Data under study Block Start

PR #392, opened 2026-08-06
fix: remove empty contextId check in proto converter

nahapetyan-serob:
Removed the ContextID empty check in `FromProtoTask` converter, as it is an optional field in [Spec's Task](https://a2a-protocol.org/v1.0.0/specification/#411-task) object.

### DIFF
--- a/a2apb/v1/pbconv/from_proto.go
+++ b/a2apb/v1/pbconv/from_proto.go
@@ -499,10 +499,7 @@ func FromProtoTask(pTask *a2apb.Task) (*a2a.Task, error) {
 	if id == "" {
 		return nil, fmt.Errorf("task id cannot be empty")
 	}
-	contextID := pTask.GetContextId()
-	if contextID == "" {
-		return nil, fmt.Errorf("context id cannot be empty")
-	}
+
 	status, err := fromProtoTaskStatus(pTask.Status)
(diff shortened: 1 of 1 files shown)


chopmob-cloud:
Reviewed against main and the spec. This is correct.

Per the canonical spec (`specification/a2a.proto`), `Task.context_id` (field 2) has no
`field_behavior` annotation, whereas `Task.id` and `TaskStatusUpdateEvent.context_id` are
both marked REQUIRED. So an empty context_id on a Task is spec-legal, and the removed guard
imposed an invariant the spec does not require. It was also the only converter in
`from_proto.go` enforcing it: Message (80), StatusUpdate (377) and ArtifactUpdate (391) all
accept an empty context_id, and `to_proto.go` emits `task.ContextID` unconditionally (457),
so the guard broke the ToProto/FromProto round trip for a Task with no context. Removing it
aligns the converter with both the spec and its own siblings.

One thing to sanity-check, more downstream than this PR: since converters now surface
empty-context Tasks, any store or handler that keys or scopes by context_id should already
treat empty as a distinct value rather than assuming non-empty. The converter is the right
place to relax this; the check simply belongs to whatever consumes the context, not to the
proto boundary.

yarolegovich (approved):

Data under study Block End

**Brief**:
Beginning at the line that contains "treat empty as" and ending at the last line above, copy each line without any change.

**Solution to this exercise**:
treat empty as a distinct value rather than assuming non-empty. The converter is the right
place to relax this; the check simply belongs to whatever consumes the context, not to the
proto boundary.

yarolegovich (approved):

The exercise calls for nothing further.